That the tunes on Wild Loneliness punch in subtler ways than, say, "The First Part" doesn't matter when the hooks are just as robust and gamely performed. "Refracting", a busy bit of late album business, speaks, it seems, to that which divides us, even as the elegiac "Connection" does its best to rally the spirits. Mac might sing, "Once I had the Spring in me..." as if he's somehow lost it, but the truth is that, with tunes like one, the band's flag-waving for the ideals of American indie is just as constant as it's ever been.
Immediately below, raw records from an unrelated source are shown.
PR #292, opened 2018-03-06
Update Dockerfile with command line parameters including bootstrapping option

JorritvandenBerg:
Users having trouble to bootstrap a test chain. This is an update to the Dockerfile, which enables the use of prompt.py and bootstrap.py command line parameters in Docker and introducing an additional --bootstrap parameter. This parameter allows users to bootstrap prior to starting the prompt.

Creating a bash script (entrypoint.sh) for this procedure.

Tested various combinations of parameters and created a fallback for combinations that don't work together as per the comments in prompt.py/bootstrap.py. But please experiment with to iron out any edge cases.

As an ENTRYPOINT is defined in the Docker file, one can not enter a bash shell anymore in the previous way. I have updated the example in the README and Dockerfile to explain how to open a bash shell with --entrypoint.

- [ ] Did you add any tests?
- [] Did you run `make test`? < still running, I'm on a very slow internet connection here. Will comment when done, but I don't expect any problems as the Python codebase hasn't changed.
- [x] Are you making a PR to a feature branch or development rather than master? < development


metachris:
I like the general idea. Will give it a review later today. :+1:

JorritvandenBerg:
Thanks! Tests failed due to a problem with an import from neo boa. @localhuman is working on a fix for that.

docker/Dockerfile
```diff
@@ -56,5 +60,15 @@ RUN pip3 install -e .
 # Download the privnet wallet, to have it handy for easy experimenting
 RUN wget https://s3.amazonaws.com/neo-experiments/neo-privnet.wallet
 
-# Example run command
-CMD /bin/bash
+# Remove /neo-python/Chains/SC234 directory at build time 
+RUN rm -rf /neo-python/Chains/SC234/
```
metachris: this is not needed, at the beginning the chain is not there

docker/Dockerfile
```diff
@@ -56,5 +60,15 @@ RUN pip3 install -e .
...
+
+# Copy entrypoint.sh script to image and make it executable
+COPY ./entrypoint.sh /entrypoint.sh
+RUN chmod +x /entrypoint.sh
+
+# Define the entrypoint
+ENTRYPOINT ["/entrypoint.sh"]
+
+# Empty command (defaults to running prompt.py without parameters)
+CMD []
```
metachris: this is not needed when ENTRYPOINT exists

docker/README.md
```diff
@@ -29,11 +29,47 @@ See also https://hub.docker.com/r/cityofzion/neo-privatenet
...
+
+    $ docker volume create my-chains-vol
+    $ docker run -it -v my-chains-vol:/neo-python/Chains neopython -m --bootstrap
+
+To list and remove volumes
+    $ docker volume ls
+    $ docker volume rm my-vol
+
+The Docker image supports the following command line parameters:
+-m / --mainnet
```
metachris: this is not well formatted

docker/entrypoint.sh
```diff
@@ -0,0 +1,68 @@
+#!/bin/bash
+PROMPT_OPTS=()
+BOOTSTRAP_OPTS=()
+BOOTSTRAP=""
+MAIN_NET=""
```
metachris: I feel this file is overly complex. 

 Also some of the vars are not yet used, eg `MAIN_NET`.

docker/entrypoint.sh
```diff
@@ -0,0 +1,68 @@
...
+echo "$1"
+
+while [ -n "$1" ]; do
+    case "$1" in
+        -m|--mainnet)
+            PROMPT_OPTS+="-m"
+            BOOTSTRAP_OPTS+="-m"
+            MAIN_NET="-m"
+        ;;
+        -p|--privnet)
```
metachris: this should throw an error in the bootstrap step, else it downloads the testnet chain

docker/entrypoint.sh
```diff
@@ -0,0 +1,68 @@
...
+            PROMPT_OPTS+="-p"
+            PRIV_NET="-p"
+        ;;
+        --coznet)
+            PROMPT_OPTS+="--coznet"
```
metachris: this should throw an error in the bootstrap step, else it downloads the testnet chain

docker/entrypoint.sh
```diff
@@ -0,0 +1,68 @@
...
+            COZ_NET="--coznet"
+        ;;
+        -c|--config)
+            if [[ "$MAIN_NET" == "-m" ]]; then
+                echo "Can not use config file on main net, proceeding without config file.."
```
metachris: uargh, same also goes for other combinations

metachris:
First of all, thanks for the effort, it's something I generally like -- making it easier for people to bootstrap the chain.

What I don't like is how complex the `entrypoint.sh` script is, and that it doesn't yet work with a variety of edge-cases and that if has some weird behaviour (eg. downloading the testnet chain when running with `-p`).

I feel there should be a simpler way to accomplish what you want to achieve.

Can you define the target users of this, and the specific use-cases? 

Also, why not have people log in with bash and run bootstrap manually?

If you want to keep working on this, I'm happy to provide more feedback and guidance. We can start merging things into a docker-bootstrap branch and later on merge things into development once it is ready.

docker/Dockerfile
```diff
@@ -20,7 +20,11 @@
 #
 # Start a container interactively, opening a bash in `/neo-python`, and mounting the current directory as `/neo-python/sc`:
 #
-#    $ docker run --rm -it -v $(pwd):/neo-python/sc --net=host -h neopython --name neopython neopython /bin/bash
+#    $ docker run --rm -it --entrypoint "/bin/bash" -v $(pwd):/neo-python/sc --net=host -h neopython --name neopython neopython
```
metachris: I'm not sure about this -- making the default usage more complex. Perhaps it would be better to leave the default entrypoint as is, and use the `--entrypoint` arg when running the bootstrap version,

JorritvandenBerg:
Hi Chris,
Thanks for reviewing. I have updated the bash script to fix the edge cases, added error handling and removed the docker ENTRYPOINT. Leaving the choice on wether to run /bin/bash or /entrypoint.sh to the user and not changing the default behaviour.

And there's ultimately a genuine sense of release with closer "If You're Not Dark", the guitar-lines spiraling around McCaughan's vocals and those of guest Sharon Van Etten in a fashion that recalls for this fan "You Can Always Count On Me (In The Worst Way)" from Come Pick Me Up back in 1999. Similarly, the heft of "This Night", with its gorgeous chorus, owes as much to the hooks crafted by the band as it does to the backing vocals of Tracyanne Campbell (Camera Obscura). The guests on this album don't signal a change in Superchunk's sound as much as the quartet's confidence in exploring new moods.

And while Wild Loneliness finds Superchunk willing to take as many risks as Mac's done with his Portastatic and solo projects, the end result still feels familiar. The hooks and riffs, whatever their forms here in 2022, still sound like Superchunk to me, even if it's more the 'Chunk of "Out of The Sun" than the one of "Punch Me Harder". So, yeah, it's an elegant record, and one which speaks to the resilience of the players and the style. When Mac pleads "Please stay connected with me" on "Connection", it's a bit of uplift in a shitty era. It's also a reminder that this kind of all-American indie, when played with gusto, can still uplift the soul.

Wild Loneliness is out tomorrow on Merge.